AIM OF THE TASK - Return the lines below that contain the word "results".

========

PR #229, opened 2021-11-18
Fix a variety of inheritance bugs

### LINKED ISSUE #228: Broken handling of inheritance after "Optimize zero-argument methods"
Seem that after d768e1091ae112531c4bf34534f43aa1f37c9761 inheritance is not handled properly, because used indices are mixed up between classes.

```ruby
require 'memo_wise'

class Parent
  prepend MemoWise

  def bar
    'bar'
  end
  memo_wise :bar
end

class Child < Parent
  def foo
    'foo'
  end
  memo_wise :foo
end

child = Child.new
pp child.foo # initialize Child sentinels
pp child.bar # expected 'bar', got 'foo' because Child sentinels used instead of Parent
```

JacobEvelyn:
This commit fixes a variety of bugs that occurred when a
parent class uses `MemoWise` and a child class inherits
from it and tries to use the memoized methods.

Fixes #228

**Before merging:**

### DIFF
--- a/lib/memo_wise.rb
+++ b/lib/memo_wise.rb
@@ -156,6 +156,17 @@ module MemoWise
           klass = klass.singleton_class
         end
 
+        if klass.singleton_class?
+          # This ensures that a memoized method defined on a parent class can
+          # still be used in a child class.
+          klass.module_eval <<-END_OF_METHOD, __FILE__, __LINE__ + 1
+            def inherited(subclass)
+              super
+              MemoWise::InternalAPI.create_memo_wise_state!(subclass)
+            end
+          END_OF_METHOD
+        end
+
         raise ArgumentError, "#{method_name.inspect} must be a Symbol" unless method_name.is_a?(Symbol)
 
         api = MemoWise::InternalAPI.new(klass)
@@ -167,19 +178,7 @@ module MemoWise
         klass.send(:private, original_memo_wised_name)
 
         method_arguments = MemoWise::InternalAPI.method_arguments(method)
-        # `@_memo_wise_indices` stores the `@_memo_wise` indices of different
-        # method names. We only use this data structure when resetting or
-        # presetting memoization. It looks like:
-        #   {
-        #     single_arg_method_name: 0,
-        #     other_single_arg_method_name: 1
-        #   }
-        memo_wise_indices = klass.instance_variable_get(:@_memo_wise_indices)
-        memo_wise_indices ||= klass.instance_variable_set(:@_memo_wise_indices, {})
-        index = klass.instance_variable_get(:@_memo_wise_index_counter) || 0
-
-        memo_wise_indices[method_name] = index
-        klass.instance_variable_set(:@_memo_wise_index_counter, index + 1)
+        index = MemoWise::InternalAPI.next_index!(klass, method_name)
 
         case method_arguments
         when MemoWise::InternalAPI::NONE
--- a/lib/memo_wise/internal_api.rb
+++ b/lib/memo_wise/internal_api.rb
@@ -161,13 +161,70 @@ module MemoWise
     def self.original_class_from_singleton(klass)
       raise ArgumentError, "Must be a singleton class: #{klass.inspect}" unless klass.singleton_class?
 
+      # Since we call this method a lot, we memoize the results. This can have a
+      # huge impact; for example, in our test suite this drops our test times
+      # from over five minutes to just a few seconds.
+      @original_class_from_singleton ||= {}
+
       # Search ObjectSpace
       #   * 1:1 relationship of singleton class to original class is documented
       #   * Performance concern: searches all Class objects
-      #     But, only runs at load time
-      ObjectSpace.each_object(Module).find do |cls|
+      #     But, only runs at load time and results are memoized
+      @original_class_from_singleton[klass] ||= ObjectSpace.each_object(Module).find do |cls|
         cls.singleton_class == klass
       end
+    end
+
+    # Increment the class's method index counter, and return an index to use for
+    # the given method name.
+    #
+    # @param klass [Class]
+    #   Original class on which a method is being memoized
+    #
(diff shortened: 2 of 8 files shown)


lib/memo_wise.rb
```diff
@@ -176,10 +183,26 @@ def klass.extended(base)
...
+        # However, we don't use a class variable for `@_memo_wise_indices`
+        # because we want to allow instance and class methods with the same name
+        # to both be memoized, and using a class variable would share that index
+        # data between them.
+        counter_class = klass.singleton_class? ? MemoWise::InternalAPI.original_class_from_singleton(klass) : klass
+        index = if counter_class.class_variable_defined?(:@@_memo_wise_index_counter)
+                  counter_class.class_variable_get(:@@_memo_wise_index_counter)
+                else
+                  0
+                end
```
ms-ati, line 202: Is this section a candidate for extraction to `InternalAPI`?

lib/memo_wise.rb
```diff
@@ -243,7 +238,14 @@ def #{method_name}(#{MemoWise::InternalAPI.args_str(method)})
       end
     end
 
-    unless target.singleton_class?
+    if target.singleton_class?
+      # This ensures that a memoized method defined on a parent class's
+      # singleton class can still be used by a child class.
+      def (MemoWise::InternalAPI.original_class_from_singleton(target)).inherited(subclass) # rubocop:disable Lint/NestedMethodDefinition
```
JacobEvelyn, line 244: One thing I don't fully understand—tests pass when I change this to just `def inherited(subclass)` (except the one test that checks which `public_instance_methods` are added, so behavior _is different_). @jemmaissroff and I dug in a little bit but couldn't figure out why this approach works. @ms-ati do you know?

lib/memo_wise/internal_api.rb
```diff
@@ -161,15 +161,70 @@ def self.key_str(method)
...
+    #
+    # @param klass [Class]
+    #   Original class on which a method is being memoized
+    #
+    # @param method_name [Symbol]
+    #   The name of the method being memoized
+    #
+    # @return [Integer]
+    #   The index within `@_memo_wise` to store the method's memoized results
+    def self.index!(klass, method_name)
```
ms-ati, line 187: Wonder if this should have a more explicit indication of side-effect in the name? Something like `next_index!` or `inc_index!` or `succ_index!`? Just an idea to consider.

lib/memo_wise.rb
```diff
@@ -110,6 +110,13 @@ def allocate
         MemoWise::InternalAPI.create_memo_wise_state!(super)
       end
 
+      # This ensures that a memoized method defined on a parent class can still
+      # be used in a child class.
+      def inherited(subclass)
+        super
+        MemoWise::InternalAPI.create_memo_wise_state!(subclass)
+      end
```
ms-ati, line 118: Should this be guarded in some way to make sure we need the MemoWise state on the class itself? I can't remember if we always create the class-level state, or only if we are memo_wise-ing class methods?

lib/memo_wise/internal_api.rb
```diff
@@ -161,15 +161,70 @@ def self.key_str(method)
...
+      # Since we call this method a lot, we memoize the results.
+      @original_class_from_singleton ||= {}
+
       # Search ObjectSpace
       #   * 1:1 relationship of singleton class to original class is documented
       #   * Performance concern: searches all Class objects
-      #     But, only runs at load time
-      ObjectSpace.each_object(Module).find do |cls|
+      #     But, only runs at load time and results are memoized
+      @original_class_from_singleton[klass] ||= ObjectSpace.each_object(Module).find do |cls|
```
ms-ati, line 171: To what extent is this additional state (which lives forever inside the `MemoWise` module) justified by quantifiable performance numbers?

JacobEvelyn: Great question! It's possible that real-world behavior will typically be less noticeable, but this has a huge impact in our tests. With this change:

```
Finished in 3.53 seconds (files took 0.51088 seconds to load)
438 examples, 0 failures
```

Without this memoization:

```
Finished in 5 minutes 25 seconds (files took 0.41548 seconds to load)
438 examples, 0 failures
```

Should I make that clearer in the comment?

lib/memo_wise.rb
JacobEvelyn: Great question. I think ideally we'd only want to do this when we need it, but I don't see a particularly easy path to that right now, and I see the same issue with `def initialize` and `def allocate`. Would it make sense to make a separate issue for that work?

ms-ati: Hmm I think they are different cases fundamentally.

- Initialize and allocate are **only** called on instances. They are not every triggered for classes, right?

lib/memo_wise/internal_api.rb
ms-ati: Yeah, I think perhaps in the comment would be helpful?

lib/memo_wise.rb
ms-ati: Could this be a bit more readable / accessible to readers as:

```suggestion
      parent_class = MemoWise::InternalAPI.original_class_from_singleton(target)
      def parent_class.inherited(subclass) # rubocop:disable Lint/NestedMethodDefinition
```

spec/adding_methods_spec.rb
```diff
@@ -44,5 +44,26 @@
...
+
+    context "when a class method is memoized" do
+      subject do
+        klass.send(:prepend, MemoWise)
+        klass.send(:memo_wise, self: :example)
+      end
+
+      let(:klass) do
+        Class.new do
+          def self.example ; end
```
ms-ati, line 56: Fix Rubocop?

```suggestion
          def self.example; end
```

ms-ati (approved):
LGTM! Thank you @JacobEvelyn !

========

ANSWER BELOW -
+      # Since we call this method a lot, we memoize the results. This can have a
+      #     But, only runs at load time and results are memoized
+    #   The index within `@_memo_wise` to store the method's memoized results
+      # Since we call this method a lot, we memoize the results.
+      #     But, only runs at load time and results are memoized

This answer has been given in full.